私たち人間は「人工知能(AI)が進化して自分たちに牙を向くのでは?」と考えたりします。
AIの発達は、病気や貧困などさまざまな問題を解決する助けになるかもしれません。
しかし、AI技術の急速な進化により自ら進化を始めてしまうことで、遠い将来自分の意志を持ち、我々人類に対立するようになるかもしれないと今は亡き物理学者のスティーブン・ホーキング博士も「AIに潜む危険性」を指摘していました。
たしかに、シンギュラリティ(技術的特異点)に到達した後、AIどうなってしまうのかは分かりません。

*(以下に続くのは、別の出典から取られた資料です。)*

Issue #212, opened 2021-12-08
Output events not rendered correctly


adoumas:
Hello,

I try to use the AngularOutputTargets and I spot an issue when you use the custom eventName prop on components.

`@Event({eventName: 'mdc-input'}) mdcInput: EventEmitter<KeyboardEvent>;`

The output target creates the wrong output definition because when you use 'kebab' case event names you should wrap them in quotes so can pass the compiler validation.

`
export declare interface MdcTextField extends Components.MdcTextField {
  /**
   * Emitted when a keyboard input occurred. 
   */
  mdc-input: EventEmitter<CustomEvent<any>>;
}
`

And I spot the issue in this file '/src/generate-angular-component.ts' line 82. My suggestion is to replace the output name with quotes.

from
`componentEvents.push(`  ${output.name}: EventEmitter<CustomEvent<${outputTypeRemapped.trim()}>>;`);`
to
`componentEvents.push(`  '${output.name}': EventEmitter<CustomEvent<${outputTypeRemapped.trim()}>>;`);`

Thank you guys

adoumas:
@sean-perkins thank you m8. waiting to be merged. Cheers!

PR #307, opened 2022-10-24
fix(angular-output-target): escape kebab-case event names

sean-perkins:
## Pull request checklist

## Pull request type

- [x] Bugfix
- [ ] Feature
- [ ] Build related changes

Kebab-case event names do not generate proxies correctly. 

Issue URL: #212

## What is the new behavior?

- Kebab-case event names are escaped, allowing the angular output target to correctly generate the component proxies.

- [ ] Yes
- [x] No

### DIFF
--- a/packages/angular-output-target/src/generate-angular-component.ts
+++ b/packages/angular-output-target/src/generate-angular-component.ts
@@ -150,7 +150,7 @@ export const createComponentTypeDefinition = (
   const eventTypes = publicEvents.map((event) => {
     const comment = createDocComment(event.docs);
     let eventName = event.name;
-    if (event.name.indexOf('-') !== -1) {
+    if (event.name.includes('-')) {
       // If an event name includes a dash, we need to wrap it in quotes.
       // https://github.com/ionic-team/stencil-ds-output-targets/issues/212
       eventName = `'${event.name}'`;
--- a/packages/angular-output-target/src/generate-angular-component.ts
+++ b/packages/angular-output-target/src/generate-angular-component.ts
@@ -149,8 +149,14 @@ export const createComponentTypeDefinition = (
   });
   const eventTypes = publicEvents.map((event) => {
     const comment = createDocComment(event.docs);
+    let eventName = event.name;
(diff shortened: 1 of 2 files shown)


tanner-reits (approved):
This looks fine, but is there any harm in just wrapping these in strings by default?

sean-perkins:
@tanner-reits there would be no harm in always escaping the type name in the interface declaration. I think a reason we wouldn't always escape is to align closer to how a developer would write an interface manually. Formatters such as prettier remove quotes around type declarations that do not require escaping.

If we landed on wanting to always escape, we would likely want to get larger team exposure, as it would change the generated output of existing projects using the Angular output target.

packages/angular-output-target/src/generate-angular-component.ts
```diff
@@ -149,8 +149,14 @@ export const createComponentTypeDefinition = (
   });
   const eventTypes = publicEvents.map((event) => {
     const comment = createDocComment(event.docs);
+    let eventName = event.name;
+    if (event.name.indexOf('-') !== -1) {
```
rwaskiewicz, line 153: No action required, this could be shortened to
```suggestion
    if (event.name.includes('-')) {
```

rwaskiewicz (approved):

Trendy:
> @tanner-reits there would be no harm in always escaping the type name in the interface declaration. I think a reason we wouldn't always escape is to align closer to how a developer would write an interface manually. Formatters such as prettier remove quotes around type declarations that do not require escaping.
> 
> If we landed on wanting to always escape, we would likely want to get larger team exposure, as it would change the generated output of existing projects using the Angular output target.

Would it make more sense to merge this to fix the existing issue, and consider escaping all the definitions as a potential enhancement?

iron2414mw:
Any updates on this? If not, could you guys merge this please?

Trendy:
> Any updates on this? If not, could you guys merge this please?

I'll second this. Currently, we're manually applying this patch to our repositories to get around the issue with kebab case event names.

ですが、この映画「オートマタ」を見ていると、危険なのは本当にAIなのか考えさせられます。
今回は、映画「オートマタ」をレビューします。
映画オートマタの予告動画
上記は映画オートマタの予告動画です。
映画オートマタは2014年公開のSFアクション映画
<規約1>ロボットは、いかなる生命体も傷つけてはならない。
<規約2>ロボットは、自身あるいは他のロボットを改造してはならない。この規約が破られたとき、人類の時代は終焉を迎える―。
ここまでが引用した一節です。